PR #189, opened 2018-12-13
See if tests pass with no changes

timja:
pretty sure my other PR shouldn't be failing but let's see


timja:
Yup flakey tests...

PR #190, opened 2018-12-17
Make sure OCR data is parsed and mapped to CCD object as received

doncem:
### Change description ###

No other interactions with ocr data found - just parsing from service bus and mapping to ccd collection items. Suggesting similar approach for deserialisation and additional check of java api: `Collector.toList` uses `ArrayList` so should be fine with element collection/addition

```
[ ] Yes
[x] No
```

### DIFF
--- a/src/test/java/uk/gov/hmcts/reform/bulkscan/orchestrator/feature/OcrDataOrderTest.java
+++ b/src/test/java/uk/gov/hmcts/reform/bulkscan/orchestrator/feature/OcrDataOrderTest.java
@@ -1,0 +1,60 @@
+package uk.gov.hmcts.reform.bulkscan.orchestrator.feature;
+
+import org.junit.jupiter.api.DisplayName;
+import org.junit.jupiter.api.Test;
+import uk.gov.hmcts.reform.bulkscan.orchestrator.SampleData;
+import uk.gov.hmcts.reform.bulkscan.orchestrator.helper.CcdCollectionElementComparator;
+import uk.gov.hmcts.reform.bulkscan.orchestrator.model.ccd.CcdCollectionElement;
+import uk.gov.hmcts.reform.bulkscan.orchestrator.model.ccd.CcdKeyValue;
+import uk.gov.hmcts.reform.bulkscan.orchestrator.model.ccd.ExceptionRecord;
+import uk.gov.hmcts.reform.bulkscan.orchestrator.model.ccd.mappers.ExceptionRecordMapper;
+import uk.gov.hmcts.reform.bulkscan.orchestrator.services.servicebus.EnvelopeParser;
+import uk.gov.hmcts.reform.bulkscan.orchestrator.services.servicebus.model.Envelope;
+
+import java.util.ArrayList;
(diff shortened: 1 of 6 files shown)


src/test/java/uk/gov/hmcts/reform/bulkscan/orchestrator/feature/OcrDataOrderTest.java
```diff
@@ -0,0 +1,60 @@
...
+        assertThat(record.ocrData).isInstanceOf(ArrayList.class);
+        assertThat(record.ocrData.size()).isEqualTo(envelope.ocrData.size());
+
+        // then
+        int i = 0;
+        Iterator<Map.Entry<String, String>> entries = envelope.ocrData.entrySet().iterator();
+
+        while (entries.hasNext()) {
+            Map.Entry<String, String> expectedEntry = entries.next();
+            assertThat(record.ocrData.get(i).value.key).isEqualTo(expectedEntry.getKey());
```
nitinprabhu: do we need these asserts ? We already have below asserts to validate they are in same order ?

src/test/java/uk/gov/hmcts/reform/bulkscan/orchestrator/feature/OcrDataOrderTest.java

● ● ● ● ●

### Your task
In full and without deviation, reproduce the entries above.

### Your response
PR #189, opened 2018-12-13
See if tests pass with no changes

timja:
pretty sure my other PR shouldn't be failing but let's see


timja:
Yup flakey tests...

PR #190, opened 2018-12-17
Make sure OCR data is parsed and mapped to CCD object as received

doncem:
### Change description ###

No other interactions with ocr data found - just parsing from service bus and mapping to ccd collection items. Suggesting similar approach for deserialisation and additional check of java api: `Collector.toList` uses `ArrayList` so should be fine with element collection/addition

```
[ ] Yes
[x] No
```

### DIFF
--- a/src/test/java/uk/gov/hmcts/reform/bulkscan/orchestrator/feature/OcrDataOrderTest.java
+++ b/src/test/java/uk/gov/hmcts/reform/bulkscan/orchestrator/feature/OcrDataOrderTest.java
@@ -1,0 +1,60 @@
+package uk.gov.hmcts.reform.bulkscan.orchestrator.feature;
+
+import org.junit.jupiter.api.DisplayName;
+import org.junit.jupiter.api.Test;
+import uk.gov.hmcts.reform.bulkscan.orchestrator.SampleData;
+import uk.gov.hmcts.reform.bulkscan.orchestrator.helper.CcdCollectionElementComparator;
+import uk.gov.hmcts.reform.bulkscan.orchestrator.model.ccd.CcdCollectionElement;
+import uk.gov.hmcts.reform.bulkscan.orchestrator.model.ccd.CcdKeyValue;
+import uk.gov.hmcts.reform.bulkscan.orchestrator.model.ccd.ExceptionRecord;
+import uk.gov.hmcts.reform.bulkscan.orchestrator.model.ccd.mappers.ExceptionRecordMapper;
+import uk.gov.hmcts.reform.bulkscan.orchestrator.services.servicebus.EnvelopeParser;
+import uk.gov.hmcts.reform.bulkscan.orchestrator.services.servicebus.model.Envelope;
+
+import java.util.ArrayList;
(diff shortened: 1 of 6 files shown)


src/test/java/uk/gov/hmcts/reform/bulkscan/orchestrator/feature/OcrDataOrderTest.java
```diff
@@ -0,0 +1,60 @@
...
+        assertThat(record.ocrData).isInstanceOf(ArrayList.class);
+        assertThat(record.ocrData.size()).isEqualTo(envelope.ocrData.size());
+
+        // then
+        int i = 0;
+        Iterator<Map.Entry<String, String>> entries = envelope.ocrData.entrySet().iterator();
+
+        while (entries.hasNext()) {
+            Map.Entry<String, String> expectedEntry = entries.next();
+            assertThat(record.ocrData.get(i).value.key).isEqualTo(expectedEntry.getKey());
```
nitinprabhu: do we need these asserts ? We already have below asserts to validate they are in same order ?

src/test/java/uk/gov/hmcts/reform/bulkscan/orchestrator/feature/OcrDataOrderTest.java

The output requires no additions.